Billet invité.
François Hollande a pris hier en grandes pompes un virage sécuritaire qu’il justifie par l’état de guerre dans lequel la France se trouverait du fait des tueries selon lui. Les propos sont martiaux mais les mesures annoncées de portée relative, vu la nature du combat à mener. Qu’apporte en effet l’instauration de l’état d’urgence au combat pour contrer le fanatisme de Daech ? Quel peut être l’effet du rétablissement des contrôles aux frontières ?
La réaction du président de la République se veut à la mesure du sentiment d’insécurité qu’a créé la tuerie, alors que se manifeste simultanément un profond refus de se situer sur le terrain de l’adversaire, de s’inscrire dans sa logique destructive, en affirmant la vie pour s’opposer aux idolâtres de la mort. De ce point de vue, il a fait un choix à rebours de ceux qui ont été visés, tout en s’en réclamant.

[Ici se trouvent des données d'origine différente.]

PR #684, opened 2023-03-16
feat(tags): use sort key as part of cursor [INFRA-1057]

kschelonka:
## Goal

Use the new unique sort key as part of the cursor for paginating tags. this helps because most of the time due to other legacy bugs, the timestamp columns are null (so there's nothing to sort by). 

HOWEVER - there are still a number of issues around tags, including:
* returning a potentially huge amount of aggregate array data (item_ids associated to a tag, due to no limits on list size)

Comment ne pas s’interroger sur ses motivations et sur le tournant qu’il fait prendre à son quinquennat ? En se situant sur le terrain sécuritaire et en endossant de nouveaux habits – après de nombreux essayages insatisfaisants – François Hollande joue aujourd’hui sa réélection et marque un point. Pour faire bonne mesure, il ne se contente pas d’adopter une nouvelle posture et envoie un autre signal en se donnant des marges de manœuvre vis à vis du pacte de stabilité que Bruxelles par ailleurs vient d’accorder à ceux qui financent l’exode des réfugiés.
Les dirigeants politiques européens ont manifesté leur impuissance au fil des crises qui se succèdent, incapables d’assumer l’exode des réfugiés de la guerre lors du précédent épisode, et François Hollande se raccroche au symbolisme guerrier sans plus de garantie de réussite. Il écrit à sa manière un nouveau chapitre de la société de contrôle dans laquelle nous continuons de pénétrer à pas de loup. Lorsque l’on est en guerre, tout devient admissible et l’État de droit dont il proclame le respect risque vite d’être écorné. Aux États-Unis, des voix se sont élevées sans tarder, côté CIA et FBI, pour à nouveau réclamer la création de backdoors par les éditeurs de logiciels, afin de déjouer le cryptage que ceux-ci mettent progressivement en place après les révélations sur la surveillance de masse de la NSA.